What are these technologies? Current predictions about the future of autonomous truck driving usually include the following:
One of the big questions for autonomous truck fleets is how supply chain companies will track these vehicles if human involvement is removed from the equation. Will this mean that “robot trucks” are in greater danger of becoming lost in the shuffle, particularly in large enterprise shipping operations?
First, humans will likely remain involved in trucking and transportation in one form or another, even if through remote oversight.
Second, powerful fixed asset tracking solutions already exist today that are capable of tracking movements for large enterprises, including vehicles, equipment, parts, tools, consignment or vendor managed inventory (VMI), and provide options for proof of delivery with signature confirmation as well.
In addition, fixed asset tracking software can be expanded to cover MRO processes. Tracking spare parts, consumables and tools with a high level of control and real-time visibility for maintenance, repair and overhaul can help reduce overhead costs while driving efficiency. The same system that tracks the trucks and the loads they carry can be brought together into the same ecosystem.
Using inventory and asset management technology for shipping, logistics and trucks mean that drivers don’t have to track this data by hand, using paper logs or manual data entry. Instead, movements and transactions are automated. Therefore, less involvement from humans-directed activities in trucking and transportation will have minimal impact on your company’s ability to track resources.

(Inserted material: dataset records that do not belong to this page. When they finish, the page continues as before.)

PR #2767, opened 2026-06-07
fix(local): sync model token limits from pi catalog

cpacker:
## Summary

- Derive local model context/output-token settings from the pi-ai catalog for configured local providers.
- Reset model-specific local settings on model switches so stale output-token caps cannot persist across DeepSeek → Kimi-style changes.
- Cover agent and conversation-scoped local model updates with regressions for pi catalog token limits.

## Verification

- `bun test src/backend/local-backend.test.ts src/agent/modify-local.test.ts`
- `bun run check`

### DIFF
--- a/src/backend/local/local-store.ts
+++ b/src/backend/local/local-store.ts
@@ -191,9 +191,6 @@ function supportedConversationModelSettingsFromBody(
   if (modelSettings === null) return null;
 
   const next = modelSettings ?? {};
-  if (typeof bodyRecord.context_window_limit === "number") {
-    next.context_window_limit = bodyRecord.context_window_limit;
-  }
   if (
     typeof bodyRecord.max_tokens === "number" ||
     bodyRecord.max_tokens === null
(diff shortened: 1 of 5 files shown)


src/backend/local/local-store.ts
```diff
@@ -1515,6 +1538,26 @@ export class LocalStore {
     return updated;
   }
 
+  private applyConversationModelDefaults(
+    conversation: StoredConversation,
+    body: ConversationUpdateBody,
+  ): StoredConversation {
+    const requestedModel = (body as Record<string, unknown>).model;
```
amelia-letta, line 1548: `applyConversationModelDefaults` applies catalog defaults whenever `body.model` is a string, even if the model hasn't changed. The agent update path (L1315) has a `modelChanged` guard that only applies defaults on model switches. This means a same-model conversation update (e.g. just toggling `parallel_tool_calls`) will re-apply catalog defaults and overwrite any user-customized `context_window_limit`/`max_tokens`, while the agent path preserves them. Intentional difference or missing guard?

cpacker: Good catch — that was a missing guard. I updated the conversation path to only apply pi catalog defaults when the conversation model actually changes, and added a regression that same-model conversation updates preserve explicit context/max-token overrides.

Unlike, autonomous trucking, which remains a near-future development for the transportation sector, real-time fixed asset tracking software is a living reality that exists today.
What impact will the arrival of autonomous trucks have on the approximately 2 million drivers? Experts disagree about the extent of the impact, but all agree that the future for truck drivers will change significantly. Most also agree that some level of human labor will still be required in the trucking industry.
While autonomous trucks are not likely to replace human drivers entirely, new technologies will improve the truck driving profession. This is especially important as the availability of truck drivers continues to dwindle. Automation will expand existing freight-hauling capacity, help truck drivers improve productivity, and convert long-haul jobs into short-haul jobs. Meanwhile, management software for tracking inventory and fixed assets on the road will continue to increase in importance as manual tracking processes are phased out.
For many years to come, humans still will drive trucks for short-haul jobs or work as remote operators. Traditional truck driving jobs likely will shift toward local routes, allowing drivers more time at home and potentially fueling job growth.
The American Trucking Associations estimates companies currently have a shortage of about 60,000 drivers, especially on long-haul trips. Since autonomous trucks first will take on long-haul routes, many of the jobs that will be filled by the autonomous trucks currently are unoccupied. Some truck driver jobs may evolve into more technical roles since people will need to maintain the technology infrastructure required by autonomous trucks.
What does future life on the road look like for truck drivers? No one knows, of course. What is certain, though, is that such a disruptive technology will bring more changes. Even if autonomous trucking takes another decade to become a reality, transportation and logistics enterprises can prepare the way with future-proofing technologies like fixed asset tracking and mobile inventory management software.